[Haskell-cafe] Garbage collecting pointers

Mads Lindstrøm mads_lindstroem at yahoo.dk
Fri Mar 26 16:28:11 EDT 2010


For some time I have been thinking about an idea, which could limit
Haskell's memory footprint. I don't know if the idea is crazy or clever,
but I would love to hear peoples thoughts about it. The short story is,
I propose that the garbage collector should not just reclaim unused
memory, it should also diminish the need for pointers, by replacing
nested data structures with larger chunks of consecutive memory. In
other words, I would diminish the need for pointers for arbitrary
recursive data types, just as replacing linked lists with arrays
eliminate the need for pointers.

I will explain my idea by an example of a data type we all know and

data List a = Cons a (List a) | Nil

each Cons cell uses two pointers - one for the element and one for the
rest of the list. If we could somehow merge the element and the rest of
the list into consecutive memory, we would be able to eliminate the
pointer to the rest of list. On 64 bit architectures merging would save
us 8 bytes of "wasted" memory. If we could merge n elements together we
could save n*8 bytes of memory.

64 bit pointers are wasteful in another way, as nobody has anywhere near
2^64 bytes of memory. And nobody is going to have that much memory for
decades to come. Thus, we could use the 8 most significant bits for
something besides pointing to memory, without loosing any significant
ability to address our memories. This would be similar to how GHC uses
some of the least significant bits for pointer tagging.

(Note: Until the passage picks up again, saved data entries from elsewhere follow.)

PR #1737, opened 2023-09-26
[fanos] implement basic completion for PARSE keyword

Melkor333:
implement PARSE, return completions with newline separation. This PR is very minimal and I'd like to have a discussion on how to properly return the completions (since newline-separated is IMO bad).
It would also be great if we can add additional information like the symbol type (function, file, builtin, etc.).


Melkor333:
Closing this in favor of using `EVAL compexport -c *command*`, as proposed in Zulip.

PR #1739, opened 2023-09-29
test out yapf

andychu:


andychu:
@PossiblyAShrub Maybe you can send a PR from a totally separate branch, just like this

```
devtools/format.sh yapf-files osh/builtin_misc.py osh/cmd_eval.py core/state.py core/shell.py
```


I don't want to get too hung up on formatting, but maybe can remove this friction

I haven't been running yapf totally regularly, since a few decisions it makes are bad -- even though it's generally good

(also docformatter has messed up a few docstrings, though I think that tool was just a one-off)

core/state.py
```diff
@@ -2123,7 +2132,8 @@ def GetValue(self, name, which_scopes=scope_e.Shopt):
                         strs.append(_LineNumber(frame.call_tok))
 
                     elif case(debug_frame_e.Main):
-                        strs.append('0')  # Bash does this to line up with 'main'
+                        strs.append(
+                            '0')  # Bash does this to line up with 'main'
```
andychu, line 2136: Bad!  I dislike this

core/state.py
```diff
@@ -2022,7 +2029,8 @@ def GetValue(self, name, which_scopes=scope_e.Shopt):
         # if name not in COMPUTED_VARS: ...
 
         if name == 'ARGV':
-            items = [value.Str(s) for s in self.GetArgv()]  # type: List[value_t]
+            items = [value.Str(s)
+                     for s in self.GetArgv()]  # type: List[value_t]
```
andychu, line 2033: yuck!

core/state.py
```diff
@@ -693,8 +695,8 @@ def set_xtrace(self, b):
 
     def _SetArrayByNum(self, opt_num, b):
         # type: (int, bool) -> None
-        if (opt_num in consts.PARSE_OPTION_NUMS and
-                not self.mem.ParsingChangesAllowed()):
+        if (opt_num in consts.PARSE_OPTION_NUMS
+                and not self.mem.ParsingChangesAllowed()):
```
andychu, line 699: yuck!  dislike the `and`

osh/cmd_eval.py
```diff
@@ -437,11 +437,12 @@ def _EvalRedirect(self, r):
                     # with globs
 
                     # mycpp needs this explicit declaration
-                    b = braces.BraceDetect(arg_word)  # type: Optional[word.BracedTree]
+                    b = braces.BraceDetect(
+                        arg_word)  # type: Optional[word.BracedTree]
```
andychu, line 441: yuck!

andychu (commented):
OK I wonder if we should change our line length to 90 or 100, maybe that fixes the worst cases here

andychu:
They have column limit

https://github.com/google/yapf#column_limit

PossiblyAShrub:
I created https://github.com/oilshell/oil/pull/1740. Running `git diff` shows no difference?

andychu:
OK great, so then I will

1. try to land some of the formatting changes, BUT fix yapf config so it doesn't make the things I pointed out worse
1. merge them into your branch
1. then you should be able to pull, and run the formatter, and we both get the same results

The problem here is really that I haven't been running `yapf` consistently, because it makes things worse in 10% of cases

Time to fix that

andychu:
OK I think this is sorted out by the new `.style.yapf` and running `devtools/format.sh` with the virtualenv

So now we should be able to repeatably format the code

Only issue is sometimes we should manually put comments on the line above the code, to avoid wrapping, since yapf will wrap weirdly

PR #1740, opened 2023-09-29
test out yapf

PossiblyAShrub:
This is the diff after running:

```sh
devtools/format.sh yapf-files osh/builtin_misc.py osh/cmd_eval.py core/state.py core/shell.py
```


andychu:
OK I think this is sorted out by the new `.style.yapf` and running `devtools/format.sh` with the virtualenv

I suggest using the 8 most significant bits for what could be termed the
length of the pointer. A length of zero would mean that the pointer,
pointed to a Cons-cell just like we have them today. A length of one
would mean that one extra element were embedded into the cons cell. That
is, we would have this block of consecutive memory:

<Cons marker> <pointer to 1. element> <Cons marker> <pointer to 2.
element> <pointer to rest of list>

We could also call this a chunk of length two. A pointer of length two,
would mean two embedded list elements (a chunk of length three). And so

By embedding the "length" of the list in the pointer, it becomes
possible that one pointer could point to the beginning of a chunk of n
consecutive elements, while another one could point to the middle of the
same chunk (but the pointer would be of a different length). This would
enable sharing without having to break up into smaller chunks.

How should chunks be created? Or if a functions creates a lot of one
long chunks, how are they turned into longer chunks. I imagine that it
would be the job of the garbage collector, to merge the different
elements in a list into larger chunks. Of cause some code, like reading
a file, could create chunks directly.

I have used list as an example. But I imagine that GHC could do this for
any recursively defined data type.

I can see few, but big disadvantages also. Mainly, my scheme would
complicate dereferencing a pointer, which make the compiled code larger
and it might make branch prediction harder. The latter would only be a
problem on architectures that are pipelined, but popular processors from
Intel and AMD are both heavily pipelined.